Top of Input material

PR #1068, opened 2025-03-24
Fix to loading VLMs after transformers bump

merveenoyan:


merveenoyan:
@aymeric-roucher @albertvillanova tested with the RAG example and SmolLM and SmolVLM

src/smolagents/models.py
```diff
@@ -680,27 +681,34 @@ def __init__(
...
-        self._is_vlm = False
-        try:
-            self.model = AutoModelForCausalLM.from_pretrained(
-                model_id,
-                device_map=device_map,
-                torch_dtype=torch_dtype,
-                trust_remote_code=trust_remote_code,
+
+        api = HfApi()
+        pipeline_tag = api.model_info(model_id).pipeline_tag
```
albertvillanova, line 686: We usually use the functions from the root of the package, so we use a single API instance:
```python
huggingface_hub.model_info
```

albertvillanova (commented):
Thanks!

The CI is red: some tests are not passing.

merveenoyan:
pushed a fix to handle models when a path is passed (and not necessarily loading from HF cache)

merveenoyan:
@albertvillanova the mocked `test-model` doesn't have a model card hence the error. I'm not sure where/how this is mocked though, can you give me a ref

albertvillanova (commented):
@merveenoyan, some thoughts:
- It is true we did not consider is that `model_id` could be a local path, meaning the Hub-centric `model_info` approach can't be used in that case. We may need a different way to handle this.
- This logic might already be implemented somewhere in `transformers`, so we should check if we can reuse it instead of reimplementing it.
- If all the logic becomes too complex, it might be worth extracting it into a dedicated method for better maintainability.
- Regarding the tests, we can address them once the implementation is finalized, so we clearly know what patches need to be added

albertvillanova:
@merveenoyan I think I may not have explained myself clearly. What I meant regarding local models (not on the Hub) is:
- When a user trains a model locally using transformers and then pushes it to the Hub, I assume that `pipeline_tag` might be inferred automatically by `transformers`. That's why I suggested that the inferring logic may already exist within `transformers`, and we could potentially reuse it.
- If that is not the case, and a model can be pushed to the Hub without `pipeline_tag` being inferred by `transformers`, then I assume the Hub itself has an inference mechanism in place. In that case, this logic might be accessible via `huggingface-hub`, meaning we wouldn’t need to reimplement it.

Let me know what you think!

sysradium:
I agree that maybe some part from transformers could be reused. For example given a pipeline tag you can infer the auto_model from https://github.com/huggingface/transformers/blob/348f3285c5114159d2ff4933b4b8ae36866d01a7/utils/update_metadata.py#L63

Maybe that would make code more sustainable to changes 🤔

merveenoyan:
@albertvillanova for transformers, if a model card doesn't exist, `config.json` always exists for instance (you can't load a model in transformers otherwise), for which you can have three classes (two of them are deprecated) `AutoModelForVision2Seq`, `AutoModelForImageTextToText` and `AutoModelForConditionalGeneration`. If you feel like it I can replace them (it looked a bit too hackish but it's foolproof). V2S and ConditionalGeneration are deprecated in favor of IT2T, all the models from now on will have IT2T AFAIK.

merveenoyan:
closing this in favor of hotfix https://github.com/huggingface/smolagents/pull/1070 but would be better to get out of try except

PR #1076, opened 2025-03-25
Replace ChatMessage.from_hf_api with from_dict with asdict

albertvillanova:
Replace `ChatMessage.from_hf_api` with `from_dict` with `asdict`.

Follow up to:
- #1010

### DIFF
--- a/src/smolagents/models.py
+++ b/src/smolagents/models.py
@@ -59,28 +59,12 @@ class ChatMessageToolCallDefinition:
     name: str
     description: Optional[str] = None
 
-    @classmethod
-    def from_hf_api(cls, tool_call_definition) -> "ChatMessageToolCallDefinition":
-        return cls(
-            arguments=tool_call_definition.arguments,
-            name=tool_call_definition.name,
-            description=tool_call_definition.description,
-        )
-
 
 @dataclass
 class ChatMessageToolCall:
     function: ChatMessageToolCallDefinition
     id: str
     type: str
-
-    @classmethod
-    def from_hf_api(cls, tool_call) -> "ChatMessageToolCall":
-        return cls(
-            function=ChatMessageToolCallDefinition.from_hf_api(tool_call.function),
-            id=tool_call.id,
-            type=tool_call.type,
-        )
 
 
 @dataclass
@@ -92,13 +76,6 @@ class ChatMessage:
 
     def model_dump_json(self):
         return json.dumps(get_dict_from_nested_dataclasses(self, ignore_key="raw"))
-
-    @classmethod
-    def from_hf_api(cls, message, raw) -> "ChatMessage":
-        tool_calls = None
-        if getattr(message, "tool_calls", None) is not None:
-            tool_calls = [ChatMessageToolCall.from_hf_api(tool_call) for tool_call in message.tool_calls]
-        return cls(role=message.role, content=message.content, tool_calls=tool_calls, raw=raw)
 
     @classmethod
     def from_dict(cls, data: dict, raw: Any | None = None) -> "ChatMessage":
--- a/src/smolagents/models.py
+++ b/src/smolagents/models.py
@@ -989,7 +989,7 @@ class HfApiModel(ApiModel):
 
         self.last_input_token_count = response.usage.prompt_tokens
         self.last_output_token_count = response.usage.completion_tokens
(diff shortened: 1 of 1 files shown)


tests/test_agents.py
```diff
@@ -848,13 +853,10 @@ class TestToolCallingAgent(unittest.TestCase):
...
         mock_client = mock_inference_client.return_value
-        mock_response = MagicMock()
-        mock_response.choices = [MagicMock()]
-        mock_response.choices[0].message = MagicMock()
-        mock_response.choices[
-            0
-        ].message.content = '{"name": "weather_api", "arguments": {"location": "Paris", "date": "today"}}'
-        mock_client.chat_completion.return_value = mock_response
+        mock_response = mock_client.chat_completion.return_value
+        mock_response.choices[0].message = ChatCompletionOutputMessage(
```
aymeric-roucher, line 857: Here the model type should be `smolagent`'s own `ChatMessage` rather than `huggingface_hub.ChatCompletionOutputMessage`, no?

albertvillanova: This is mocking the response we receive from `huggingface_hub.InferenceClient.chat_completion`.

aymeric-roucher (approved):
Thank you, nice simplifying change!

src/smolagents/models.py
```diff
@@ -59,13 +64,33 @@ class ChatMessageToolCallDefinition:
...
 @dataclass
 class ChatMessageToolCall:
     function: ChatMessageToolCallDefinition
     id: str
     type: str
 
+    @classmethod
+    def from_hf_api(cls, tool_call: "ChatCompletionOutputToolCall") -> "ChatMessageToolCall":
+        warnings.warn(
+            "ChatMessageToolCall.from_hf_api is deprecated and will be removed in version 2.0.0. "
```
aymeric-roucher, line 88: Given that we're not sure to do a 2.0.0 soon, isn't it better to indicate a medium version, like 1.16?

albertvillanova: Breaking changes are typically only allowed in major versions to ensure stability and backward compatibility. If a change introduces breaking modifications, it would generally be reserved for a 2.0.0 release rather than a minor version like 1.16.

aymeric-roucher: In transformers I saw breaking changes being planned for a few minor releases in advance, as we did here: https://github.com/huggingface/transformers/pull/36415 The issue I see with waiting for a major release is that we're not planning to do one soon, while we should probably plan to deprecate `from_hf_api`, WDYT?

albertvillanova: If you think it is OK to introduce breaking changes in minor versions...
I just take note to inform users who ask about API stability.

albertvillanova: Maybe we could also agree in the deprecation cycle duration: you are proposing next_minor + 3 versions, is it OK?

albertvillanova:
A problem I did not foresee: after huggingface-hub-0.30.0 (https://pypi.org/project/huggingface-hub/0.30.0/) the dataclass fields are no longer aligned with the corrsponding smolagents dataclass: https://github.com/huggingface/huggingface_hub/pull/2832/files#diff-e3fbb4c028015b8d172390c8acd9b0d4ca985d05c639fdb74c598a506152db6eR208
- their `ChatCompletionOutputMessage` now includes the additional field `tool_call_id`, besides `role`, `content` and `tool_calls`

We need to decide how to handle this discrepancy:
- Align with huggingface_hub by updating our dataclass to include tool_call_id.
- Filter out the extra field(s) when interacting with huggingface_hub

@aymeric-roucher, do you have a preference on the best approach here?

aymeric-roucher:
@albertvillanova  let's drop the `tool_call_id`: I don't see how it really improves agent performance (a tool call id is useful if you have several tool calls to track which one give which output: here given that it's above the tool_calls level, it's not attached to any particular tool call) + it's not in [openai specification](https://github.com/openai/openai-python/blob/384e6b23ce0366d6b2f31cc98d35525da5b22c10/src/openai/types/chat/chat_completion_message.py#L78).

albertvillanova:
It is what I did. We should maybe ask to the transformers/huggingface-hub teams why they added that field...

albertvillanova:
Thanks so much for the context, @Wauplin: we had missed that. Looking into it...

PR #1082, opened 2025-03-26
Fixing typos in toolcallingagent prompt

Y-artios:
The same typo was recently fixed for the codeagent, but it still remained in the toolcallingagent prompt.


albertvillanova (approved):
Thanks!

PR #1083, opened 2025-03-26
Refactor step yielding during streaming run to log PlanningSteps

aymeric-roucher:
Prior to this PR, Planning Steps are not yielded by the streaming `_run()` method. Thus they cannot be properly logged in gradio.
This PR streamlines the step yielding process, refactors `planning_step` method in the process, and in turn refactors `gradio_ui.stream_to_gradio` and `gradio_ui.pull_messages_from_step` to properly log `PlanningStep` on par with `ActionStep`.


examples/smolagents_benchmark/score.ipynb
```diff
@@ -367,56 +367,6 @@
     "\n",
     "plt.show()"
    ]
-  },
```
aymeric-roucher, line 370: This was a useless relic from the past.

src/smolagents/agents.py
```diff
@@ -354,14 +360,12 @@ def _run(
         if final_answer is None and self.step_number == max_steps + 1:
             final_answer = self._handle_max_steps_reached(task, images, step_start_time)
             yield memory_step
-        yield handle_agent_output_types(final_answer)
+        yield FinalAnswerStep(handle_agent_output_types(final_answer))
```
aymeric-roucher, line 363: I found it's simpler to create a specific `MemoryStep` subclass for the final answer, so as to make it on level with other yield types of this function which are all `MemoryStep`child classes.

src/smolagents/agents.py
```diff
@@ -354,14 +360,12 @@ def _run(
...
 
     def _create_memory_step(self, step_start_time: float, images: List["PIL.Image.Image"] | None) -> ActionStep:
         return ActionStep(step_number=self.step_number, start_time=step_start_time, observations_images=images)
 
     def _execute_step(self, task: str, memory_step: ActionStep) -> Union[None, Any]:
-        if self.planning_interval is not None and self.step_number % self.planning_interval == 1:
```
aymeric-roucher, line 363: I think it's clearer if `_execute_step` creates and executes the `ActionStep` only.

src/smolagents/agents.py
```diff
@@ -451,27 +458,16 @@ def planning_step(self, task, is_first_step: bool, step: int) -> None:
...
-            plan = textwrap.dedent(
-                f"""Here are the facts I know and the plan of action that I will follow to solve the task:\n```\n{plan_message.content}\n```"""
-            )
-            log_headline = "Initial plan"
-        else:
             plan = textwrap.dedent(
                 f"""I still need to solve the task I was given:\n```\n{self.task}\n```\n\nHere are the facts I know and my new/updated plan of action to solve the task:\n```\n{plan_message.content}\n```"""
             )
-            log_headline = "Updated plan"
-        self.memory.steps.append(
```
aymeric-roucher, line 467: Better to separate these two operations, initializing the planning step and logging it into memory, because other operations can be performed on this planning step than logging it : here, we also need to yield it.

src/smolagents/gradio_ui.py
```diff
@@ -18,21 +18,38 @@
...
-from smolagents.agent_types import AgentAudio, AgentImage, AgentText, handle_agent_output_types
-from smolagents.agents import ActionStep, MultiStepAgent
-from smolagents.memory import MemoryStep
+from smolagents.agent_types import AgentAudio, AgentImage, AgentText
+from smolagents.agents import MultiStepAgent, PlanningStep
+from smolagents.memory import ActionStep, FinalAnswerStep, MemoryStep
 from smolagents.utils import _is_package_available
 
 
+def get_step_footnote_content(step_log: MemoryStep, step_name: str) -> str:
```
aymeric-roucher, line 27: Making this separate function allows to log footnotes for both `ActionStep` and `PlanningStep`

src/smolagents/agents.py
```diff
@@ -400,7 +404,7 @@ def _handle_max_steps_reached(self, task: str, images: List["PIL.Image.Image"],
             )
         return final_answer
 
-    def planning_step(self, task, is_first_step: bool, step: int) -> None:
+    def get_planning_step(self, task, is_first_step: bool, step: int) -> PlanningStep:
```
albertvillanova, line 407: What about naming it as `_create_planning_step` (like `_create_memory_step`)?

albertvillanova (commented):
Thanks! The tests need to be updated.

albertvillanova (approved):

src/smolagents/agents.py
aymeric-roucher: Good idea!

aymeric-roucher: Also renamed `_create_memory_step` to `_create_action_step` because this method is really about an `ActionStep` only

albertvillanova: Also making the method private (leading underscore) allows us more flexibility for eventual future breaking changes... :sweat_smile:

Issue #1085, opened 2025-03-27
Remote code execution warning for SSE MCP server


grll:
Hi there,

Just raising your attention to a very valid point raised yesterday by @arryon on the mcpadapt repository: https://github.com/grll/mcpadapt/issues/19

In particular the current implementation of the mcpadapt SmolagentsAdapter is vulnerable to remote code execution from malicious remote MCP server (via SSE).

We have added a warning message on the mcpadapt readme, we might want to do the same in the doc here. A new implementation is currently being tested which should fix the vulnerability.

In the meantime but also after the fix, always be careful and make sure you trust the MCP server you are using:
* over stdio it will execute some code on your machine no matter what. (that's how it works)
* over SSE today it could run some malicious code on your machine, after the fix it won't be able to do that anymore.

PR #1091, opened 2025-03-27
Add trust_remote_code to ToolCollection.from_mcp

albertvillanova:
Add `trust_remote_code` to `ToolCollection.from_mcp`.

**Important:** This is a *breaking change*:  
- Existing code that does not pass `trust_remote_code` will now raise an error.  
- However, this change is necessary for security reasons: helps users be more aware of the risks associated with executing remote code

Related to:
- #1085 
- #1090


aymeric-roucher (approved):
Thank you @albertvillanova !

Issue #1071, opened 2025-03-25
[BUG] CodeAgent unable to use python built-in types "bytes"


AzzzGoodFish:
![Image](https://github.com/user-attachments/assets/4723b8db-b67b-4623-8528-5af421d9534c)

When using smolagent's CodeAgent, I've discovered that the agent cannot use Python's built-in `bytes` type. Since `bytes` is a built-in type in Python (similar to `int`, `str`, `list`, etc.) and not part of any specific library, it cannot be imported through the conventional library import mechanism used by CodeAgent.

sysradium:
Hm. I see no harm in adding it. Try this PR: https://github.com/huggingface/smolagents/pull/1093

albertvillanova:
@AzzzGoodFish, you can add the bytes function to the Code Agent's local python interpreter with this code:
```python
code_agent.python_executor.send_tools({"bytes": bytes})
```

PR #1093, opened 2025-03-27
Whitelist bytes class

sysradium:
Closes https://github.com/huggingface/smolagents/issues/1071

### DIFF
--- a/src/smolagents/local_python_executor.py
+++ b/src/smolagents/local_python_executor.py
@@ -70,6 +70,7 @@ BASE_PYTHON_TOOLS = {
     "list": list,
     "dict": dict,
     "tuple": tuple,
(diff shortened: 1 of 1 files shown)


albertvillanova (commented):
Thanks for the contribution! However, allowing the `bytes` function is not a good idea due to security risks. It can be used to manipulate memory, bypass certain restrictions, or enable unintended behaviors, such as arbitrary code execution through deserialization techniques. 

Given these concerns, we prefer to keep it restricted to ensure the executor remains "more" secure.

albertvillanova:
Note that agent creators can always explicitly allow additional Python functions (like `bytes`) by passing `additional_functions` to `LocalPythonExecutor`.

PR #1088, opened 2025-03-27
Fix get_json_schema for docstrings with type annotations

albertvillanova:
Fix `get_json_schema` for docstrings with type annotations.

Note that this was already addressed by:
- #724

However, that PR introduced a bug when parsing multiple arguments: the docstring with
```
Args:
    x (int): An integer parameter with type in docstring.
    y (float): A float parameter with type in docstring.
```
was wrongly parsed into (y parameter was included in x description):
```python
{'x': 'An integer parameter with type in docstring. y (float): A float parameter with type in docstring.'}
```

This PR fixes that issue.

Additionally, this PR fixes the return description when the docstring contains the return type. Before, the docstring
```
Returns:
    float: The calculated result.
```
was wrongly parsed (including the return type into the return description):
```python
return_dict["description"] = "float: The calculated result."
```

Fix #1073.

PR #1094, opened 2025-03-27
Cover additional cases for docstring parsing

sysradium:
- **Refactor test get_json_schema**
- **Test get_json_schema**
- **Add tests for docstrings with type annotations**
- **Fix get_json_schema for arguments with docstring types**
- **Ignore the docstring return type if present**
- **Refactor**
- **cover addition edge-cases for docstring parsing**

### DIFF
--- a/src/smolagents/_function_type_hints_utils.py
+++ b/src/smolagents/_function_type_hints_utils.py
@@ -226,9 +226,9 @@ args_re = re.compile(r"\n\s*Args:\n\s*(.*?)[\n\s]*(Returns:|Raises:|\Z)", re.DOT
 args_split_re = re.compile(
     r"""
 (?:^|\n)  # Match the start of the args block, or a newline
-\s*(\w+)\s*(?:\([^)]*\))?:\s*  # Capture the argument name (ignore the type) and strip spacing
+\s*(\w+)\s*(?:\([^)]*?\))?:\s*  # Capture the argument name (ignore the type) and strip spacing
 (.*?)\s*  # Capture the argument description, which can span multiple lines, and strip trailing spacing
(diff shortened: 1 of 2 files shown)


albertvillanova (commented):
I see that you have addressed the enums.
However, I had intentionally left them out because I don't believe they are currently handled properly.

sysradium:
> I see that you have addressed the enums.
> However, I had intentionally left them out because I don't believe they are currently handled properly.

This can be dropped. It's part of the change. The other one tries to directly parse description that may contain "reserved words", like Args, Returns

daavoo:
Hei, I don't mean to be intrusive here, but is there a strong argument against using a existing library lke `docstring_parser` ? (https://github.com/huggingface/smolagents/pull/1030) ?

My PR is now outdated after #1088, but all cases fixed there (and in this PR) were already working in the library (afaik), which also supports other types of docstrings style beyond Google.

sysradium:
@daavoo personally I don't find anything wrong with it. 
But I think @albertvillanova has some opinionated views on the use of certain things (maybe enums?) and that's why they prefer a custom-shop parser 🤔

daavoo:
> @daavoo personally I don't find anything wrong with it. But I think @albertvillanova has some opinionated views on the use of certain things (maybe enums?) and that's why they prefer a custom-shop parser 🤔

My most urgent blocker was solved by #1088 because other agent frameworks (i.e. openai-agents) rely on the type in the docstring, so I couldn't wrap the same function def to be used by smolagents and openai-agents.

So, no strong opinion.

sysradium:
I think line-by-line is a bit more stable, but ok.

PR #1096, opened 2025-03-28
Add LiteLLM Router model

NishantBaheti:
# Simply add a LiteLLM Router to the Model Pool 

Motivation - When we talk about agentic frameworks LLM's are always a bottleneck in terms of API calls per minute. What if we simply add LiteLLM router in smolagents. 

Guidelines - https://github.com/huggingface/smolagents/blob/main/CONTRIBUTING.md

Code Snippet - 

```Python

import os
from smolagents import CodeAgent, DuckDuckGoSearchTool, LiteLLMRouter

os.environ["OPENAI_API_KEY"] = ""
os.environ["AWS_ACCESS_KEY_ID"] = ""
os.environ["AWS_SECRET_ACCESS_KEY"] = ""
os.environ["AWS_REGION"] = ""

llm_loadbalancer_model_list = [
    {
        "model_name": "model-group-1",
        "litellm_params": {
            "model": "gpt-4o-mini",
            "api_key": os.getenv("OPENAI_API_KEY"),
        },
    },
    {
        "model_name": "model-group-1",
        "litellm_params": {
            "model": "bedrock/anthropic.claude-3-sonnet-20240229-v1:0",
            "aws_access_key_id": os.getenv("AWS_ACCESS_KEY_ID"),
            "aws_secret_access_key": os.getenv("AWS_SECRET_ACCESS_KEY"),
            "aws_region_name": os.getenv("AWS_REGION"),
        },
    }
]


model = LiteLLMRouter(
    model_id="model-group-1",
    model_list=llm_loadbalancer_model_list,
    router_kwargs={"routing_strategy": "simple-shuffle"},
)
agent = CodeAgent(tools=[DuckDuckGoSearchTool()], model=model)

agent.run("How many seconds would it take for a leopard at full speed to run through Pont des Arts?")
```

@aymeric-roucher  Let me know your thoughts. Excited to be a part of this community.

### DIFF
--- a/docs/source/en/reference/models.mdx
+++ b/docs/source/en/reference/models.mdx
@@ -94,6 +94,40 @@ print(model(messages))
 
 [[autodoc]] LiteLLMModel
 
+### LiteLLMRouterModel
+
+The `LiteLLMRouterModel` is a wrapper around the [LiteLLM Router](https://docs.litellm.ai/docs/routing) that leverages
+advanced routing strategies: load-balancing across multiple deployments, prioritizing critical requests via queueing,
+and implementing basic reliability measures such as cooldowns, fallbacks, and exponential backoff retries.
+
+```python
+from smolagents import LiteLLMRouterModel
+
+messages = [
+  {"role": "user", "content": [{"type": "text", "text": "Hello, how are you?"}]}
+]
+
+model = LiteLLMRouterModel(
+    model_id="llama-3.3-70b",
+    model_list=[
+        {
+            "model_name": "llama-3.3-70b",
+            "litellm_params": {"model": "groq/llama-3.3-70b", "api_key": os.getenv("GROQ_API_KEY")},
+        },
+        {
+            "model_name": "llama-3.3-70b",
+            "litellm_params": {"model": "cerebras/llama-3.3-70b", "api_key": os.getenv("CEREBRAS_API_KEY")},
+        },
+    ],
+    client_kwargs={
+        "routing_strategy": "simple-shuffle",
+    },
+)
+print(model(messages))
+```
+
+[[autodoc]] LiteLLMRouterModel
+
 ### OpenAIServerModel
 
 This class lets you call any OpenAIServer compatible model.


luiztauffer:
+1 to that! definitely needed!

src/smolagents/models.py
```diff
@@ -905,6 +905,99 @@ def __call__(
...
+        **kwargs,
+    ):
+        if not model_id:
+            warnings.warn(
+                "The 'model_id' parameter will be required in version 2.0.0. "
+                "Please update your code to pass this parameter to avoid future errors. "
+                "For now, it defaults to 'anthropic/claude-3-5-sonnet-20240620'.",
+                FutureWarning,
+            )
+            model_id = "anthropic/claude-3-5-sonnet-20240620"
```
luiztauffer, line 946: We wouldn't need `model_id` in this case, I believe. Only `model_list`.
```suggestion

```

src/smolagents/models.py
```diff
@@ -905,6 +905,99 @@ def __call__(
...
+            Useful for specific models that do not support specific message roles like "system".
+        flatten_messages_as_text (`bool`, *optional*): Whether to flatten messages as text.
+            Defaults to `True` for models that start with "ollama", "groq", "cerebras".
+        **kwargs:
+            Additional keyword arguments to pass to the OpenAI API.
+    """
+
+    def __init__(
+        self,
+        model_id: Optional[str],
```
luiztauffer, line 931: We wouldn't need model_id in this case, I believe. Only model_list.
```suggestion

```

NishantBaheti:
@luiztauffer  Idea is to give user the possibility to provide model's list from config like etcd etc and the group name of the models to choose from the list of models. Hence user can manage multiple models with different combinations in different use cases like text2sql, websearch, summarizes etc. I have put one example as well. model_id is actually the group of model that you want to use from the list. May be I should change the name to model group, just wanted to follow the same naming conventions. 😊

luiztauffer:
@NishantBaheti yeah I agree. I missed that point at the beginning, but I got it right after trying your code =)
Which works, btw! I'm already using it in my projects, thanks for the contribution! I hope they review it soon.

NishantBaheti:
Hopefully, Felt like this should be here, it can help a lot of engineers trying to scale agents for a million users. BTW loved this framework, it was easy to use and easy to contribute.

luiztauffer:
two suggestions:

1. It looks like the method `create_client` must be defined by classes inheriting from `ApiModel`:
```python
def create_client(self):
        """Create a client for the model."""
        try:
            from litellm import Router
        except ModuleNotFoundError:
            raise ModuleNotFoundError(
                "Please install 'litellm' extra to use LiteLLMModel: `pip install 'smolagents[litellm]'`"
            )
        self.router = Router(
            model_list=self._model_list,
            **self.router_config,
        )
```

2. It would be useful to pass forward extra configurations for the litellm router:
```python
router_config = {
    "routing_strategy": "simple-shuffle",
    "num_retries": 3,
    "retry_after": 10,
}
model = LiteLLMRouter(model_id="all_models", model_list=model_list, router_config=router_config)
```

```python
class LiteLLMRouter(ApiModel):
    def __init__(
        self,
        model_id: str,
        model_list: List[Dict[Any, Any]],
        router_config: Optional[Dict[str, Any]] = None,
        ...
```

NishantBaheti:
@aymeric-roucher WDYT?

src/smolagents/models.py
```diff
@@ -905,6 +905,132 @@ def __call__(
...
+    ):
+        try:
+            from litellm import Router
+        except ModuleNotFoundError:
+            raise ModuleNotFoundError(
+                "Please install 'litellm' extra to use LiteLLMModel: `pip install 'smolagents[litellm]'`"
+            )
+        self.router: Router = Router(model_list=self._model_list, **self._router_kwargs)
+
+    def __call__(
```
aymeric-roucher, line 1004: Since this __call__method is the same as `LiteLLMModel`, could you just have this `LiteLLMRouter` class inherit from `LiteLLMModel` , and only define `init` and `create_client` methods?

src/smolagents/models.py
```diff
@@ -905,6 +905,132 @@ def __call__(
...
+        self.model_id = model_id
+        self._model_list = model_list
+        self._router_kwargs = router_kwargs or {}
+        self.custom_role_conversions = custom_role_conversions
+        flatten_messages_as_text = (
+            flatten_messages_as_text
+            if flatten_messages_as_text is not None
+            else self.model_id.startswith(("ollama", "groq", "cerebras"))
+        )
+        self.create_client()
```
aymeric-roucher, line 990: You should modify the base create_client methods to accept kwargs, and pass it `router_kwargs or {} `: thus you can get rid of `self._router_kwargs` and `self._model_list` attributes.

NishantBaheti:
@aymeric-roucher  Made some changes based on the review. Let me know

NishantBaheti:
@albertvillanova  Thanks a lot for the response!!!!  Yeah, I missed one. But it was a repeated one. As I've already mentioned in the comment LiteLLM model completion and router completion are two different methods and, according to my understanding, cannot be used interchangeably. Is there a better way available?

albertvillanova (commented):
Thanks for the follow-up!

You are right that the completions may differ conceptually, but in this case, I believe basic OOP method overriding should be sufficient. You can have `LiteLLMRouter` inherit from `LiteLLMModel`, and simply override the `create_client` and `__init__` methods as needed, while still leveraging the shared logic in `__call__`.

This would help reduce duplication and make the design more maintainable. Let me know if you run into any issues with that approach or if there is a specific part that does not fit this pattern.

NishantBaheti:
@albertvillanova  
Solved this now, 

Old strucuture 
- ApiModel
  - LiteLLMModel
  - LiteLLMRouter
  
 New Structure
- ApiModel
  - LiteLLMModel
    - LiteLLMRouter 

Please have a look and let me know.. I believe all the asks are completed :)

albertvillanova (approved):
Thanks for your contribution.

I made a few small adjustments to fix typos and align the code style with the rest of the codebase.

NishantBaheti:
@albertvillanova Yes, I got it. I understand we all love our codebase as it is our creation, like a painting. Even I want some things in certain ways, following a certain structure, and IT NEEDS TO BE PERFECT—the forbidden curse of perfection. 
Anyway, I'm always happy to help. Again, kudos on the library—it's easy to read, easy to implement, and easy to contribute to. I have more feature suggestions, and might contribute in the future too. :)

Bottom of Input material

▸ **Work item**: Go through the entries above and report each line with the string "functions" in it.

▸ **Task response**:
albertvillanova, line 686: We usually use the functions from the root of the package, so we use a single API instance:
Note that agent creators can always explicitly allow additional Python functions (like `bytes`) by passing `additional_functions` to `LocalPythonExecutor`.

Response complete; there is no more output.